■ ENTRIES PROVIDED:

******

Issue #61, opened 2015-10-16
Input does not handle labels


levithomason:
Though the Stardust Input API may be different than what was attempted below, we should be handling this functionality.

![image](https://cloud.githubusercontent.com/assets/5067638/10555624/c6a6c582-7426-11e5-9f50-c2f84e50d085.png)

levithomason:
Fixed in #67

PR #67, opened 2015-10-19
Feature/input examples

kyleturco:
Adding input examples to the doc site


docs/app/Examples/elements/Input/Variations/Size.js
```diff
@@ -0,0 +1,34 @@
...
+          <i className='search icon' />
+        </Input>
+        <br />
+        <Input className='massive icon' placeholder='Search...'>
+          <i className='search icon' />
+        </Input>
+      </div>
+    );
+  }
+}
```
kyleturco: Wasn't sure the best way to handle this example. I put all the size examples in one file with `br` between them. Alternate ideas would be create separate files.. eg.. `SizeMini.js`, `SizeBig.js` and then put them all in the Size example section. Thought it was 50/50 on adding lots of files vs putting all this in one. Open to suggestions

docs/app/Examples/elements/Input/Variations/Variations.js
```diff
@@ -0,0 +1,49 @@
...
+          examplePath='elements/Input/Variations/Inverted'
+        />
+        <ComponentExample
+          title='Fluid'
+          description='An input can take on the size of its container'
+          examplePath='elements/Input/Variations/Fluid'
+        />
+        <ComponentExample
+          title='Size'
+          description='An input can vary in sizee'
```
kyleturco: I'll fix the "sizee" typo after all the other comments are

docs/app/Examples/elements/Input/Variations/Labeled.js
```diff
@@ -0,0 +1,14 @@
+import React, {Component} from 'react';
+import {Input} from 'stardust';
+
+export default class Labeled extends Component {
+  render() {
+    return (
+      <Input className='labeled' placeholder='mysite.com'>
+        <div className='ui label'>
```
kyleturco: See Issue #61 - currently Input can't handle a label. This is causing it to render weird where the button can't go on the left side.

docs/app/Examples/elements/Input/Variations/Fluid.js
```diff
@@ -0,0 +1,12 @@
+import React, {Component} from 'react';
+import {Input} from 'stardust';
+
+export default class Fluid extends Component {
+  render() {
+    return (
+      <Input className='fluid icon' placeholder='Search...'>
+        <i className='search icon' />
+      </Input>
```
kyleturco: Same issue as the "Labeled.js". Button is only displaying to the right of the input field

levithomason: fixed

PR #74, opened 2015-10-20
Feature/add sd image

athurman:
Add Stardust Image component that will be used in the `Item` component

### DIFF
--- a/index.js
+++ b/index.js
@@ -1,5 +1,6 @@
 // Addons
 import Confirm from 'src/addons/Confirm/Confirm';
+import Image from 'src/addons/Image/Image';
 import Textarea from 'src/addons/Textarea/Textarea';
 
 // Collections
@@ -38,6 +39,7 @@ import Items from 'src/views/Items/Items';
 export default {
   // Addons
   Confirm,
+  Image,
   Textarea,
 
   // Collections
--- a/index.js
+++ b/index.js
@@ -1,6 +1,5 @@
 // Addons
 import Confirm from 'src/addons/Confirm/Confirm';
-import Image from 'src/addons/Image/Image';
 import Textarea from 'src/addons/Textarea/Textarea';
 
 // Collections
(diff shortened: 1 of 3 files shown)


index.js
```diff
@@ -1,5 +1,6 @@
 // Addons
 import Confirm from 'src/addons/Confirm/Confirm';
+import Image from 'src/addons/Image/Image';
```
levithomason: Semantic UI Image is an `element`: http://semantic-ui.com/elements/image.html

The `addon` type is for components that Stardust adds to Semantic, like `Confirm`.  There is no `Confirm` component in Semantic UI so it is an `addon`.

src/addons/Image/Image.js
```diff
@@ -0,0 +1,24 @@
...
+  render() {
+    let classes = classNames(
+      'sd-image',
+      'ui',
+      this.props.className,
+      'image',
+    );
+    return (
+      <div {...this.props} className={classes}>
+        <img src={this.props.src} />
```
levithomason: The `img` element should at least also accept `alt` from props.

src/addons/Image/Image.js
```diff
@@ -0,0 +1,24 @@
...
+
+  render() {
+    let classes = classNames(
+      'sd-image',
+      'ui',
+      this.props.className,
+      'image',
+    );
+    return (
+      <div {...this.props} className={classes}>
```
levithomason: The `this.props` being spread here still contains `src`.  That should be deleted before spreading.  Make a clone of the props and delete the `src` key, then spread the clone:

``` jsx
const props = _.clone(this.props);
delete props.src;

<div {...props} ...
```

`alt` should be added to the delete list after adding it to the `img` as well, see next comment.

index.js
levithomason: done

src/addons/Image/Image.js
levithomason: done

PR #80, opened 2015-10-22
Checkbox plugin

### LINKED ISSUE #72: Conformance test for element and plugin
Semantic Modules each have a plugin. We expose this plugin at `this.element.<pluginName>` which is the component name.  The element is the jquery element.  We should test that both the element and the plugin are exposed.

Also, we should test that the plugin is called on `componentDidMount`, and that `this.element.off()` is called on `componentWillUnmount`.

To do this, we should certainly add the meta info in #70 so that we can determine if this is a Semantic component and if it is a module.

Before embarking on implementing this functionality in all components, consider a decorator that adds this boiler plate.

levithomason:
This PR sets precedence for how we deal with Semantic UI jQuery plugins.

Fixes #72

### DIFF
--- a/.eslintrc
+++ b/.eslintrc
@@ -1,6 +1,3 @@
 {
   "extends": "ta-webapp",
-  "env": {
-    "node": true
-  }
 }
--- a/docs/app/Components/ComponentDoc/ComponentExample.js
+++ b/docs/app/Components/ComponentDoc/ComponentExample.js
@@ -42,12 +42,12 @@ export default class ComponentExample extends Component {
       </Column>
     );
 
-    let linkIconStyle = {
+    const linkIconStyle = {
       display: this.state.showLink ? 'inline-block' : 'none',
       marginLeft: '0.25em',
     };
 
-    let children = <Column>{this.props.children}</Column>;
+    const children = <Column>{this.props.children}</Column>;
 
     return (
       <Grid className='one column' style={{marginBottom: '4em'}} id={this.anchor}>
--- a/docs/app/Components/ComponentDoc/ComponentExample.js
+++ b/docs/app/Components/ComponentDoc/ComponentExample.js
@@ -9,6 +9,7 @@ import exampleContext from 'docs/app/utils/ExampleContext';
  */
 export default class ComponentExample extends Component {
   static propTypes = {
+    children: PropTypes.node,
     description: PropTypes.string,
     examplePath: PropTypes.string.isRequired,
     title: PropTypes.string,
@@ -17,9 +18,19 @@ export default class ComponentExample extends Component {
   state = {showCode: false};
   fileContents = require(`!raw!docs/app/Examples/${this.props.examplePath}`);
   component = exampleContext(`./${this.props.examplePath}.js`);
+  // 'elements/Button/Types/Button' => #Button-Types-Button
+  anchor = this.props.examplePath.split('/').slice(1).join('-');
 
   toggleShowCode = () => {
     this.setState({showCode: !this.state.showCode});
+  };
+
+  handleMouseEnter = () => {
+    this.setState({showLink: true});
+  };
+
+  handleMouseLeave = () => {
+    this.setState({showLink: false});
   };
 
   render() {
@@ -31,13 +42,28 @@ export default class ComponentExample extends Component {
       </Column>
     );
 
+    let linkIconStyle = {
+      display: this.state.showLink ? 'inline-block' : 'none',
+      marginLeft: '0.25em',
+    };
+
+    let children = <Column>{this.props.children}</Column>;
+
     return (
-      <Grid className='one column' style={{marginBottom: '4em'}}>
+      <Grid className='one column' style={{marginBottom: '4em'}} id={this.anchor}>
         <Column>
           <Grid>
             <Column width={12}>
-              <h3 className='ui header' style={{marginBottom: 0}}>
+              <h3
+                className='ui header'
+                style={{marginBottom: 0}}
+                onMouseEnter={this.handleMouseEnter}
+                onMouseLeave={this.handleMouseLeave}
+              >
                 {this.props.title}
+                <a href={`#${this.anchor}`}>
+                  <i className='linkify icon' style={linkIconStyle} />
+                </a>
               </h3>
               <p>{this.props.description}</p>
             </Column>
@@ -49,7 +75,7 @@ export default class ComponentExample extends Component {
             </Column>
           </Grid>
         </Column>
-
+        {this.props.children && children}
         <Column>
           {createElement(this.component)}
         </Column>
--- a/docs/app/Examples/modules/Checkbox/States/CheckboxRemoteControlExample.js
+++ b/docs/app/Examples/modules/Checkbox/States/CheckboxRemoteControlExample.js
@@ -1,0 +1,26 @@
+import React, {Component} from 'react';
+import {Button, Checkbox} from 'stardust';
+
+export default class CheckboxRemoteControlExample extends Component {
+  state = {checked: false};
+
+  toggle = () => {
+    this.refs.checkbox.plugin('toggle');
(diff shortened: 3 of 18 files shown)


.eslintrc
```diff
@@ -1,6 +1,3 @@
 {
   "extends": "ta-webapp",
-  "env": {
-    "node": true
-  }
```
levithomason, line 5: Cruft, this is handled by the ta-webapp config now.

docs/app/Components/ComponentDoc/ComponentExample.js
```diff
@@ -49,7 +75,7 @@ export default class ComponentExample extends Component {
             </Column>
           </Grid>
         </Column>
-
+        {this.props.children && children}
```
levithomason, line 78: We now render children so we can add `<Message />`s to our examples.

docs/app/Components/ComponentDoc/ComponentExample.js
```diff
@@ -17,11 +18,21 @@ export default class ComponentExample extends Component {
   state = {showCode: false};
   fileContents = require(`!raw!docs/app/Examples/${this.props.examplePath}`);
   component = exampleContext(`./${this.props.examplePath}.js`);
+  // 'elements/Button/Types/Button' => #Button-Types-Button
+  anchor = this.props.examplePath.split('/').slice(1).join('-');
```
levithomason, line 22: Specific examples now have links on hover:

image

docs/app/Examples/modules/Checkbox/States/Checked.js
```diff
@@ -1,18 +1,8 @@
...
-    return (
-      <Checkbox label='This checkbox comes prechecked' checked={this.state.isChecked} onChange={this.handleChange} />
-    );
-  }
-}
+export default CheckboxCheckedExample => {
+  return (
+    <Checkbox defaultChecked label='This checkbox comes prechecked' />
+  );
+};
```
levithomason, line 8: To check a checkbox, just set the React `defaultChecked` prop.  This works because props are spread where they should be.

docs/app/Examples/modules/Checkbox/Variations/Fitted.js
```diff
@@ -6,13 +6,13 @@ export default class CheckboxFittedExample extends Component {
...
-          <Checkbox className='fitted' />
+          <Checkbox />
         </Segment>
         <Segment className='compact'>
-          <Checkbox className='fitted slider' />
+          <Checkbox className='slider' />
         </Segment>
         <Segment className='compact'>
-          <Checkbox className='fitted toggle' />
+          <Checkbox className='toggle' />
```
levithomason, line 15: The fitted class is automatically added.  Note the addition of the message explaining so on the example:

image

gulp/tasks/docs.js
```diff
@@ -39,7 +39,9 @@ gulp.task('generate-docs-json', cb => {
     paths.srcViews + '/**/*.js',
     '!' + paths.src + '/**/Style.js'
   ])
-    .pipe(g.plumber(err => {
+    // do not remove the function keyword
+    // we need 'this' scope here
+    .pipe(g.plumber(function(err) {
       g.util.log(err);
       this.emit('end');
```
levithomason, line 46: This was why watchers we dying on jsx parse error again.  `this.emit` was not the right `this`.  Arrow functions inherit `this` from the surrounding context, but we need a new scope here.

src/modules/Checkbox/Checkbox.js
```diff
@@ -76,12 +72,10 @@ export default class Checkbox extends Component {
       {fitted: !this.props.label},
       'checkbox'
     );
-
-    const checkboxProps = _.clone(this.props);
-    delete checkboxProps.className;
+    const props = getUnhandledProps(this);
```
eanplatter, line 75: I  hadn't seen this utility before! NEATO!

src/utils/Meta.js
```diff
@@ -15,7 +15,22 @@ const META = {
...
+  isCollection: ({_meta}) => _meta.type === META.type.collection,
+  isElement: ({_meta}) => _meta.type === META.type.element,
+  isView: ({_meta}) => _meta.type === META.type.view,
+  isModule: ({_meta}) => _meta.type === META.type.module,
+
+  // parent
+  isChild: ({_meta}) => !!_meta.parent,
 };
 
 export default META;
```
eanplatter, line 36: What exactly does META do again?

docs/app/Examples/modules/Checkbox/States/CheckboxRemoteControlExample.js
```diff
@@ -0,0 +1,17 @@
+import React, {Component} from 'react';
+import {Button, Checkbox} from 'stardust';
+
+export default class CheckboxRemoteControlExample extends Component {
+  toggle = () => {
+    this.refs.checkbox.plugin('toggle');
+  };
```
eanplatter, line 7: Are we going to include these methods inside the stardust docs? Or just refer them to the semantic docs?

docs/app/Examples/modules/Checkbox/Variations/Variations.js
```diff
@@ -10,7 +11,15 @@ export default class CheckboxVariationsExamples extends Component {
...
           description='A fitted checkbox does not leave padding for a label'
           examplePath='modules/Checkbox/Variations/Fitted'
-        />
+        >
+          <Message>
+            The&nbsp;
+            <a href='http://semantic-ui.com/modules/checkbox.html#fitted' target='_blank'>
+              <code>fitted</code>
+            </a>
+            &nbsp;class is automatically applied if there is no <code>label</code> prop.
```
kyleturco, line 20: Is the `&nbsp;` normal to use here?

docs/app/Examples/modules/Checkbox/States/States.js
```diff
@@ -10,7 +11,17 @@ export default class CheckboxStatesExamples extends Component {
...
           examplePath='modules/Checkbox/States/Checked'
-        />
+        >
+          <Message>
+            Use
+            &nbsp;
+            <a href='https://facebook.github.io/react/docs/forms.html#default-value' target='_blank'>
+              <code>defaultChecked</code>
+            </a>
+            &nbsp;
```
kyleturco, line 21: Same thing with `&nbsp;` here - should that be used?

src/utils/Meta.js
levithomason, line 36: Defines meta data for components. What library is it from, what type is it, does it have a parent?  This let's us declaratively generate docs and tests for component specific things.

docs/app/Examples/modules/Checkbox/States/CheckboxRemoteControlExample.js
levithomason, line 7: Yup!

docs/app/Examples/modules/Checkbox/Variations/Variations.js
levithomason, line 20: Yes, React removes all whitespace regardless of how many blank lines (unlike html).  So, there is no space between words/components without this.

docs/app/Examples/modules/Checkbox/States/States.js
levithomason, line 21: See previous.

eanplatter:
:fallen_leaf:

src/modules/Checkbox/Checkbox.js
levithomason, line 75: This is a newer util.  Gets all props not defined in propTypes nor defaultProps.

docs/app/Examples/modules/Checkbox/Variations/Variations.js
kyleturco, line 20: Crazy! Good to know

******

■ ASSIGNMENT: What is the number of lines in the entries that include the string "elements"? Reply with that number alone.

■ ANSWER BOX: 9